China Creates National Anti-Corruption Agency More Powerful than Supreme Court

China’s National People’s Congress approved the creation of the “National Supervisory Commission” on Sunday, an agency that allows Communist Party leader Xi Jinping unfettered power to inspect potentially “corrupt” members of the Communist Party.

The South China Morning Post reports that the new commission will rank “higher than the supreme court and top prosecutor’s office” and, depending on an upcoming vote likely to pass, could have the ability to detain individuals suspected of corruption and prevent them from meeting with and hiring attorneys.

Creating the commission is one of a series of reforms Xi—head of the Communist Party of China (CPC), commander-in-chief of the People’s Liberation Army, and president—proposed before the National People’s Congress convened for the year this month, and has largely been overshadowed by the Congress’s approval of repealing term limits of the presidency, potentially allowing Xi to rule as president for life.
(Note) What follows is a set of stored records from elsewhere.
PR #225, opened 2021-04-22
fix(DIST-864): Calculate mobile modal height for popup

mrisoli:
## Description

Use a ref to calculate a height based on the offsetTop of mobile modal
When its displaced by an absolute positioned header
Since the absolute header was causing the submit button sticky footer to be displayed outside the viewport

## Links

[DIST-864](https://jira.typeform.tf/browse/DIST-864)

### DIFF
--- a/src/core/views/mobile-modal.js
+++ b/src/core/views/mobile-modal.js
@@ -1,4 +1,4 @@
-import React, { Component } from 'react'
+import React, { Component, createRef } from 'react'
 import PropTypes from 'prop-types'
 import styled, { createGlobalStyle } from 'styled-components'
 
@@ -18,6 +18,7 @@ import {
 import { DEFAULT_AUTOCLOSE_TIMEOUT } from './popup'
 
 const Wrapper = styled.div`
+  height: ${({ height }) => (height ? height : '100%')};
   visibility: ${(p) => (p.open ? 'visible' : 'hidden')};
   opacity: ${(p) => (p.open ? 1 : 0)};
   background-color: ${(p) => p.backgroundColor};
@@ -25,10 +26,9 @@ const Wrapper = styled.div`
   z-index: 10001;
   left: 0 !important;
   right: 0 !important;
-  top: 0 !important;
+  top: 80px !important;
   bottom: 0 !important;
   overflow: hidden !important;
-  height: 100%;
   transition: all 400ms ease ${(props) => props.openDelay}s;
 `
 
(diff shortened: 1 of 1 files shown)


src/core/views/mobile-modal.js
```diff
@@ -18,17 +18,17 @@ import {
...
+  height: ${({ height }) => (height ? height : '100%')};
   visibility: ${(p) => (p.open ? 'visible' : 'hidden')};
   opacity: ${(p) => (p.open ? 1 : 0)};
   background-color: ${(p) => p.backgroundColor};
   position: fixed !important;
   z-index: 10001;
   left: 0 !important;
   right: 0 !important;
-  top: 0 !important;
+  top: 80px !important;
```
mathio, line 29: Why change of `top` when the tab bar seems to be at the bottom?

mrisoli: Ooops, this was done to emulate the same situation from the issue, undone

scarciofolomarco (approved):

src/core/views/mobile-modal.js
```diff
@@ -60,12 +61,19 @@ class MobileModal extends Component {
...
+    this.wrapperRef = createRef()
   }
 
   componentDidMount() {
     const originalViewportContent = setMobileMetaViewport()
     this.setState({ originalViewportContent })
 
+    if (this.wrapperRef.current) {
+      this.setState({
+        height: `${document.documentElement.clientHeight - this.wrapperRef.current.offsetTop}px`,
```
mathio, line 73: Same question here. You are using `offsetTop`, but the tab bar in screenshot is on the bottom. How does this work?

antoniofull: The customer situation is that they override our css for the wrapper adding a top of 80px, that created a good edge case for testing this. The wrapper offsetTop is the distance of the wrapper from the top of the viewport, in this case would be 80 because it is forced by the customer, in our ideal case would always be 0 because our popup if fixed and has a top:0; So this applies only when there is a case similar to that one, in other situation will always return 0

mathio: If customer did some modifications on their side I would suggest them to fix it themselves.

antoniofull: I agree, as discussed since the customer is doing custom css, we suggested a simple css fix for their edge case https://jira.typeform.tf/browse/DIST-864 see comment

mathio (changes requested):
Just blocking the auto-merge. Good job figuring this out 👍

Xi is currently beginning his second, and what would have been final, term in office.

The presidency is traditionally a weaker title than the other two he possesses, which state media have referred to in unison as a “trinity” that China needs to entrust in the person of Xi Jinping to achieve progress.

Xi also successfully pushed a constitutional amendment through the National People’s Congress this week that enshrines his name in the national constitution.

The National Supervisory Committee will serve to strip the State Council, a government entity previously only beholden to the Congress, of its complete power to supervise government employees. The Chinese government insists that the creation of the National Supervisory Commission is necessary to eliminate corruption within the government. It is essentially a national version of the Communist Party’s Central Commission for Discipline Inspection (CCDI), an agency which Xi successfully used to arrest thousands of party officials his loyalists claimed were engaged in bribery or other unethical behavior. Critics warn that Xi’s party purges appeared to target any official that could threaten his full control of the party, not just those who may be involved in misdeeds.

The South China Morning Post notes, citing government media, that the CCDI cannot currently target judiciary officials and others who are not officials in the Communist Party. The newspaper adds that, while the Congress created the entity this Sunday, they will not vote on what specific powers to give it until next weekend.

Xinhua, a Chinese state outlet, explained in a report Sunday that the National Supervisory Committee will be one of several such commissions.

“Reform of the supervisory system aims to pool anti-corruption resources, enhance the Party’s centralized, unified leadership over the campaign against corruption and form a centralized, unified, authoritative and efficient supervisory network,” Xinhua quotes a Chinese government official as stating.

Celebrating the amendments to the Chinese Constitution passed this weekend, Xi Jinping delivered remarks in which he described how lack of sufficient adherence to communism could too easily “pollute” the “political ecology” of China and thus Beijing needs to expand its control over individuals as much as possible.

“Xi stressed that a clean and upright political ecology is an essential requirement for safeguarding the authority and centralized and unified leadership of the CPC Central Committee, an urgent need for ensuring full and strict governance over the Party, and a vital guarantee for fulfilling reform and development targets,” the Global Times, a Chinese government newspaper, reported.

“Don’t let pillow talk lead you down to corruption. Don’t let your children engage in self-dealing using your name. Don’t be dragged into the ‘muddy water’ by people around you,” Xi reportedly warned government officials.

The announcement of a more powerful body for “supervisory” functions does not appear to mean an end to the CCDI. In February, Xi announced a new round of “discipline” inspections that would audit nearly every member of the Communist Party. Prior rounds of inspection have resulted in the mass arrest of thousands of Communist Party members at once.

Xi has previously joked that the deployment of “disciplinary” units to catch Communists insufficiently enthralled with his political agenda or behaving unethically was “not House of Cards,” a reference to the American political drama series.